# **Lab 3**


## Tabular Data with Pandas

> **Credit note**: A portion of this lab tutorial was motivated by the nice examples from https://github.com/guipsamora and University of Berkeley's [Data 100](https://github.com/DS-100/su19/) (Summer 2019 version) lecture notebooks.


Last week, we had our first attempt at using **Pandas**, a powerful Python library written for the purpose of data manipulation and analysis. This week, we revisit Pandas in a more detailed manner, particularly on some basic concepts in handling and accessing Dataframes, how to perform sorting and counting of values in the Dataframe and also grouping data based on selected criteria. 

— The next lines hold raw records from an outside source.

PR #3656, opened 2025-05-22
refactor: rename `@mtkbuild` to `@mtkcompile` and `structural_simplify` to `mtkcompile`

AayushSabharwal:


ChrisRackauckas (approved):

ChrisRackauckas:
Deprecation path?

src/systems/systems.jl
```diff
@@ -158,6 +158,10 @@ function __mtkcompile(sys::AbstractSystem; simplify = false,
     end
 end
 
+@deprecate structural_simplify(sys; kwargs...) mtkcompile(sys; kwargs...)
+@deprecate structural_simplify(sys, io; kwargs...) mtkcompile(
+    sys; inputs = io[1], outputs = io[2], kwargs...)
```
ChrisRackauckas, line 163: Can we collect all into one file?

PR #3658, opened 2025-05-23
docs: overhaul documentation for v10

AayushSabharwal:
Assumes https://github.com/SciML/ModelingToolkit.jl/pull/3648 and https://github.com/SciML/ModelingToolkit.jl/pull/3651 are merged. In general, this will assume any WIP v10 PR is merged.


ChrisRackauckas:
I think this already looks pretty good. Much simpler now that the other systems are gone: the `System` page is going to be super useful now.

AayushSabharwal:
There's still so much that isn't covered 😅 I plan to at least get all public API functions in somewhere, add docstrings for all of them, and then make sure docs actually build.

PR #3666, opened 2025-05-28
refactor: remove `parameter_dependencies` kwarg

AayushSabharwal:


AayushSabharwal:
`parameter_dependencies` as a kwarg throws a warning and puts the equations in with the main equations now. We separate them during `complete` or `mtkcompile`. The only way to populate that field is via `@set`.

OK, let's import some important packages that we may need later.

In [None]:
import numpy as np
import pandas as pd

### Preamble

First, let's learn a few interesting commands and functions in Python that could come in handy sometimes. The command `%whos` allows us to see what are the active variables loaded in the memory. 

In [None]:
pi = 3.142
twopi = 2*3.142
a_tray_of_pi = np.array([twopi, pi, twopi, pi], dtype='int64')  # dtype fixes the data type of choice

In [None]:
%whos

Use `del` to delete variables of your choice:

In [None]:
del twopi

In [None]:
%whos

You can also erase all variables from memory using another magic function `%reset`. *Magic* functions are exclusive to the IPython kernel (note: not Python) and they perform special functions that usually involve the IPython kernel or to interact with the operating system.

In [None]:
%reset

IPython's `%timeit` magic function is useful to perform speed benchmarking of Python codes. It runs an operation in $N$ number of loops for $T$ number of times, then takes the best of the $T$ rounds. It reports back how much time was consumed per loop. 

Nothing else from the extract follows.